Learning data.table (2)
#download data as usual
library(data.table)
library(magrittr)
file_url <- 'https://raw.githubusercontent.com/Rdatatable/data.table/master/vignettes/flights14.csv'
df <- fread(file_url)
Introduction
This post studies the use of :=
operator which add/update/delete columns. The difference between :=
and default data.frame operation is the former does by reference and therefore is not deep copy and not assign any value to a variable. This causes faster speed, less memory use but some side effects.
Two forms of :=
ways
# LHS := RHS
DT[, c("colA", "colB") := list(valA, valB)]
# function form
DT[, `:=`(colA = valA, # valA is assigned to colA
colB = valB)]
Add/update/delete columns
df[, `:=`(speed = distance / (air_time/60),
delay = arr_delay + dep_delay)] %>% head()
## year month day dep_delay arr_delay carrier origin dest air_time distance
## 1: 2014 1 1 14 13 AA JFK LAX 359 2475
## 2: 2014 1 1 -3 13 AA JFK LAX 363 2475
## 3: 2014 1 1 2 9 AA JFK LAX 351 2475
## 4: 2014 1 1 -8 -26 AA LGA PBI 157 1035
## 5: 2014 1 1 2 1 AA JFK LAX 350 2475
## 6: 2014 1 1 4 0 AA EWR LAX 339 2454
## hour speed delay
## 1: 9 413.6490 27
## 2: 11 409.0909 10
## 3: 19 423.0769 11
## 4: 7 395.5414 -34
## 5: 13 424.2857 3
## 6: 18 434.3363 4
Subassign - conditional update
df[hour == 24L, hour := 0L][] #replace all hour 24 to 0
## year month day dep_delay arr_delay carrier origin dest air_time
## 1: 2014 1 1 14 13 AA JFK LAX 359
## 2: 2014 1 1 -3 13 AA JFK LAX 363
## 3: 2014 1 1 2 9 AA JFK LAX 351
## 4: 2014 1 1 -8 -26 AA LGA PBI 157
## 5: 2014 1 1 2 1 AA JFK LAX 350
## ---
## 253312: 2014 10 31 1 -30 UA LGA IAH 201
## 253313: 2014 10 31 -5 -14 UA EWR IAH 189
## 253314: 2014 10 31 -8 16 MQ LGA RDU 83
## 253315: 2014 10 31 -4 15 MQ LGA DTW 75
## 253316: 2014 10 31 -5 1 MQ LGA SDF 110
## distance hour speed delay
## 1: 2475 9 413.6490 27
## 2: 2475 11 409.0909 10
## 3: 2475 19 423.0769 11
## 4: 1035 7 395.5414 -34
## 5: 2475 13 424.2857 3
## ---
## 253312: 1416 14 422.6866 -29
## 253313: 1400 8 444.4444 -19
## 253314: 431 11 311.5663 8
## 253315: 502 11 401.6000 11
## 253316: 659 8 359.4545 -4
# note := returns the result invisibly, so we have extra [] here
Delete columns
df[, c("delay") := NULL]
Using by
df[, max_speed := max(speed), by = .(origin, dest)]
Multiple columns
in_cols = c("dep_delay", "arr_delay")
out_cols = c("max_dep_delay", "max_arr_delay")

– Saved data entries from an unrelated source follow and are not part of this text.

PR #69, opened 2016-01-10
account for effect=solid in outside checks

enjalot:
I missed the case where a solid tooltip would go out of bounds and the check will fail with `Cannot read property x of undefined`
I fixed by setting the default value of `offsetFromEffect` to be 0,0. Another option would be to remove the check for effect=="solid", but I'm not sure if that will have an adverse effect.

### DIFF
--- a/src/index.js
+++ b/src/index.js
@@ -380,6 +380,11 @@ export default class ReactTooltip extends Component {
         x: 10,
         y: -(tipHeight / 2)
       }
+    } else {
+      offsetFromEffect.top = {x: 0, y: 0}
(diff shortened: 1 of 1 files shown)


wwayne:
I tried some methods, finally set the initial value to {x:0, y:0} on your advice:
```
const placements = ['top', 'bottom', 'left', 'right']
placements.forEach(key => {
    offsetFromEffect[key] = {x:0, y:0}
})
```
I forgot to merge your code first before modification, so I have to close this PR.
Anyway, thanks :+1:

enjalot:
no sweat, glad it helped! :+1:

PR #72, opened 2016-01-20
clearing delayShowLoop-Timeout when component will unmount

Monterra:
else it will throw an error, that you can't setState of an unmounted component


wwayne:
Thanks :+1:

PR #73, opened 2016-01-20
Clear timeout when unmounting.

joelburget:
This caused an exception when the tooltip was removed from the dom
before it was scheduled to show up.


wwayne:
humm, two PR from different people for same problem, thanks :+1:

PR #92, opened 2016-04-11
Update peer dependencies to support react / react-dom >= 15.0.0

cchamberlain:
This will get rid of the nag message for npm v3 users and will allow npm v2 users on React 15 to continue using react-tooltip.


wwayne:
Thanks :+1:

cchamberlain:
NP!

PR #95, opened 2016-04-21
Added ability to change event propagation mode from default "bubble" to "capture"

aweber1:
I had a scenario where the tooltip needed to be triggered on click. However, the trigger element is contained within a parent component that needed to handle the trigger click event as well. Unfortunately, the tooltip checkStatus method stopped click propagation in order to add a handler for outside click events that will close the tooltip.

I tried using a custom event to activate the tooltip on trigger click. This almost worked as the click event was propagating but unfortunately the event was bubbling _after_ the checkStatus outside handler was registered, so the tooltip was being hidden immediately.

The change I ultimately ended up making was to introduce a new prop to set the propagation mode to capture instead of bubble. This effectively disableds the e.stopPropagation call in checkStatus and changes the outside click handler to "capture" instead of "bubble", which allows the parent click event to be handled first and then displays the tooltip. And outside click events still close the tooltip. 

I was wary that changing the default bubble behavior might have unintended consequences for other people using this component, so the default event propagation mode will always be "bubble". But by setting the "eventPropagationMode" prop to "capture", you can change the default behavior.

### DIFF
--- a/src/index.js
+++ b/src/index.js
@@ -195,14 +195,16 @@ class ReactTooltip extends Component {
    * Used in customer event
    */
   checkStatus (e) {
-    e.stopPropagation()
+    if (this.props.eventPropagationMode === 'bubble') {
+      e.stopPropagation()
+    }
     if (this.state.show && e.currentTarget.getAttribute('currentItem') === 'true') {
       this.hideTooltip(e)
     } else {
       e.currentTarget.setAttribute('currentItem', 'true')
       /* when click other place, the tooltip should be removed */
       window.removeEventListener('click', this.bindClickListener)
-      window.addEventListener('click', this.bindClickListener, false)
+      window.addEventListener('click', this.bindClickListener, this.props.eventPropagationMode === 'capture')
 
       this.showTooltip(e)
       this.setUntargetItems(e.currentTarget)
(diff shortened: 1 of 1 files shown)


megalithic:
👍 

i had just forked this repo to deal with this same issue. thanks @aweber1

wwayne:
@aweber1 Thanks, merging, will add related doc when I have time

megalithic:
@wwayne shouldn't the docs and example be updated? at the very least the readme.md with the new prop, etc? i think this would be beneficial to others to have publicized. /cc @aweber1

JeremyColton:
I have a Label functional component:
```
   <label className={props.className} htmlFor={props.htmlFor}>

        <span>{props.title}</span>

        <a data-tip data-for={props.title} data-iscapture='false'>
            <i className={`anyclip-tooltip fa fa-fw fa-info-circle`}/>
        </a>

        <ReactTooltip id={props.title} className='extraClass' delayHide={100} effect='solid' type='dark'>
               My tooltip text
         </ReactTooltip>
    </label>
```

When the related input field is a checkbox and the `props.htmlFor` is provided, clicking the tooltip's icon also changes the state of the related checkbox. I tried adding `data-iscapture='false'` but it doesn't prevent even bubbling to the parent. Is my syntax wrong? 

Thanks.

PR #98, opened 2016-05-02
Adding 'hideOnClick' option

lukeknep:
This adds an option to hide the tooltip when the target element is clicked.

In my app, I have a tooltip on a button that is moved / hides itself after it is clicked. When the button is clicked, the button disappears, but the tooltip stays present until I mouse over something else that has a tooltip (this is because the element has disappeared, and therefore can't trigger the `mouseleave` event). I fixed this bug by adding this option to hide the tooltip when the target element is clicked.


wwayne:
@lukeknep Does global method `ReactTooltip.hide()` work for you?

PR #99, opened 2016-05-11
Simplify setting Sstate in the showTooltip

Kiwka:


wwayne:
@Kiwka Good catch, thanks 👍

PR #103, opened 2016-05-16
Allow user to specify separate off event for the tooltip

ondy1985:
If the user wants to hide the tooltip using a different event than the one used for showing it, he can use the **data-event-off** attribute.


src/index.js
```diff
@@ -118,14 +119,25 @@ class ReactTooltip extends Component {
...
         targetArray[i].setAttribute('currentItem', 'false')
       }
       dataEvent = this.state.event || targetArray[i].getAttribute('data-event')
       if (dataEvent) {
-        targetArray[i].removeEventListener(dataEvent, this.checkStatus)
-        targetArray[i].addEventListener(dataEvent, this.checkStatus, false)
+        dataEventOff = this.state.eventOff || targetArray[i].getAttribute('data-event-off');
+        // if off event is specified, we will show tip on data-event and hide it on data-event-off
+        if (dataEventOff) {
+          targetArray[i].removeEventListener(dataEvent, this.showTooltip);
```
wwayne: I don't think this can work because if you check the method `checkStatus`, you will find there are more things than showTooltip and hideTooltip. So it would be better if dataEventOff can work well with `checkStatus`(you don't have to use that method, I just mean maybe you can refer to it)

ondy1985: I haven't tested it thoroughly, but so far it works :-) To be honest, I don't fully understand the checkStatus method. Seems like it's there just to make sure that when the "event" happens, it closes the tooltip if it is opened, or opens it if it is closed, which you don't need when the opening/closing is bound to different events.

wwayne: Yeah, pretty much, but checkStatus also creates a listener for `when click other place, the tooltip should be removed`, so I don't know if dataEventOff can compatible with this feature or maybe we don't need that feature if user has set dataEventOff. I need to think about it and advices are welcome.

wwayne:
Could you resolve the conflicts, I plan to merge this PR and do some modification, thanks

ondy1985:
Hi, conflict is resolved.

ondy1985:
Hi, conflict is resolved.

wwayne:
Merging, thanks, will release new version soon

PR #195, opened 2016-09-20
Use node parent when calculating offset

iamdoron:
Hi,

I added some transforms to the examples as a quick way to see it's working. When calculating the tooltip position, the parent of the node should be taken as an offset, and not the target. 

This is not a complete solution, because the node can be within multiple chain-of-parents with transforms (which have to be accumulated), but at least now if the target is inside a parent with transform the tooltip is in the right position.

### DIFF
--- a/example/src/index.js
+++ b/example/src/index.js
@@ -45,7 +45,7 @@ const Test = React.createClass({
       <div>
         <section className='tooltip-example'>
           <h4 className='title'>React Tooltip</h4>
-          <div className='demonstration'>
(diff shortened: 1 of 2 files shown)


wwayne:
I think we can't use node to replace the target here, because the logic doesn't make sense. And I can find another test case that makes this out of work... so I'm still thinking about it and trying to figure out a more clear logic.

Anyway, thanks for your PR and exploration, I'm closing this.

wwayne:
After spending almost one hour figuring out the logic behind this, the only thing I found is you are right, thanks 👍

PR #198, opened 2016-09-28
Freeze the tooltip through a property

wbazant:
This pull request introduces an ability to "freeze" the tooltip through external prop change, which is meant to happen through the React component lifecycle. When the tooltip is frozen, the updates (show, move, disappear) do not happen and instead get stored, and the last of these updates happens when the tooltip is unfrozen. 

[Demo](https://wbazant.github.io/react-tooltip/)

The feature lets you put interactive features in your tooltip, like buttons. 

In Expression Atlas we wanted to use the UX pattern of hovering over an element displaying the tooltip, and clicking on the element stabilising it so that you can interact with it.


wwayne:
I personally don't want to add this feature to the library, because:

1. It is somewhat custom and it needs to think about more custom situations. For example, I'm using a chrome plugin called Vimium which will bind keys for user to operate the website, so I'm not able to use `f` to freeze the tooltip until I stop the plugin.
2. User can use delayHide to achieve same purpose(I'm trying to optimize it so that others can easy understand and use it).
 
Thanks for your PR and idea, it looks good for your team, but maybe not suit to be an option of the library. I'm closing the PR.

PR #207, opened 2016-10-12
Return tooltip to original position when possible

hassanbot:


wwayne:
I'm not sure we should add this option, in which situation you need such function?

wwayne:
Okay I just checked Youtube slider, and I suppose that you are adding an option to keep the tooltip alway in a same position? no matter if it is out of the screen or not?

wwayne:
Hm, thanks for the detailed explanation, I'm clear now.

But I don't think it is a good idea to add an new option for reverting the tooltip to its origin, I suppose it would be better if the tooltip can revert to its origin automatically instead of keeping new position? I'm not sure how to implement this, but I will take investigation later.

huumanoid:
Hey guys I'm really impressed by this fix, I think this fix is very important.

Here is another approach to achieve desired behavior, please, take a look!
https://github.com/huumanoid/react-tooltip/blob/fix-original-position/src/index.js#L385

huumanoid:
After a while, I can't said why my solution is better that @hassanbot's one. @wwayne, please clarify what do you want from a good solution?

it seems that `getPosition` can't automatically switch to the origin because it needs information about the origin. So, anyway we have to handle somehow that tooltip has the original `place`. @hassanbot handles it in the `getPosition`, and I'm handle it in the `updatePosition`.

aronhelser:
@hassanbot @huumanoid do you have a preference here? I've tested hassanbot's solution, and it works, and it appears a bit simpler than huumanoid's solution. I'm inclined to merge this PR.

wwayne:
@aronhelser Please go ahead if it is good for you, thanks 👍

smakosh:
It doesn't actually work as the tooltip changes it's position from bottom to left

Issue #210, opened 2016-10-19
Tooltip inside a <p></p> results in a warning


dropfen:
It actually works, but the default tooltip wrapper is a `<div>`
And this makes it problematic to use it within a `<p>` tag.. In our case we need a tooltip for an img which is inner p tag.. we use span based template to show the tooltip content, but we get a warning message because the tooltip wrapper is a div.

`Warning: validateDOMNesting(...): <div> cannot appear as a descendant of <p>. See ReactMarkdown > p > ... > Image > ItemIconWithTooltip > ReactTooltip > div.`

wwayne:
Thanks, merged the PR, will release in 3.2.4

joaoreynolds:
For future readers - to save the few minutes it took me to go read the docs. You can pass in the option `wrapper="span"` (default remains `div`) which will get around this error.

Aryaman73:
Not sure if this is working as intended, but it looks like with `wrapper="span"` there is a p tag there, and I'm getting a similar error: 

![image](https://user-images.githubusercontent.com/53343807/127930973-cd322b00-0b34-424e-ad9f-0e879de539ca.png)

I'm using `v4.2.21`

MilanLund:
I am experiencing this issue too `v5.7.1`. 
Using with Next.js App Directory inside a client component.

PR #211, opened 2016-10-19
Dynamic wrapper

dropfen:
Adds a new prop _wrapper_.
default: "div"
supportedWrappers: span, div

Let the user define the wrapper for the Tooltip dynamically.
fixes -> #210


wwayne:
I was thinking why don't just use `<span>` directly, would it be better?

dropfen:
Well, yeah you can use *span* as the default, but it could mean some upgrading issues, for people who are rendering `divs` in production. It's safer to keep div as the default.

MatanBobi:
After reviewing this PR and its result,
I keep getting <wrapper> elements inside my html.
I think that its because of this:

[https://github.com/dropfen/react-tooltip/blob/25aa42a2b8113aff21bb053f309d7ace9b937f93/src/index.js#L428](url)

React doesnt render the variable wrapper as a div/span but as a DOM element.
I think its because that the variable isnt with capital letter so react doesnt see it as a component.

huumanoid:
Yes, you are right! Thank you for your review!
Babel react preset treats `wrapper` as a tag name, not as a component.
https://github.com/wwayne/react-tooltip/blob/master/standalone/react-tooltip.js#L843

If you change `wrapper` to `Wrapper`, everything is fine.
Could you make a PR, please?

Also, take a note that there is a linter error.
```
~/github/react-tooltip/src/index.js
  441:9  error  Empty components are self-closing  react/self-closing-comp
```

PR #216, opened 2016-10-27
Fix fire of global show event for IE

SubVersive:
For IE create new Event object and set details separately because initEvent doesn't support this and we expect lately to have detail property on event object.


wwayne:
Thanks 👍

df[, c(out_cols) := lapply(.SD, max), by = month, .SD = in_cols][] %>% head()
## year month day dep_delay arr_delay carrier origin dest air_time distance
## 1: 2014 1 1 14 13 AA JFK LAX 359 2475
## 2: 2014 1 1 -3 13 AA JFK LAX 363 2475
## 3: 2014 1 1 2 9 AA JFK LAX 351 2475
## 4: 2014 1 1 -8 -26 AA LGA PBI 157 1035
## 5: 2014 1 1 2 1 AA JFK LAX 350 2475
## 6: 2014 1 1 4 0 AA EWR LAX 339 2454
## hour speed max_speed max_dep_delay max_arr_delay
## 1: 9 413.6490 526.5957 973 996
## 2: 11 409.0909 526.5957 973 996
## 3: 19 423.0769 526.5957 973 996
## 4: 7 395.5414 517.5000 973 996
## 5: 13 424.2857 526.5957 973 996
## 6: 18 434.3363 518.4507 973 996
#note the c() in out_cols because we can not do out_cols := lapply(.SD, max). That would result in adding one new column named out_col.
Side effects of :=
Because :=
refer to the memory directly, it can be dangerous in writing function: any operation would change the origin data set. Thus a better way is use copy()
first and do other things in the duplicate one.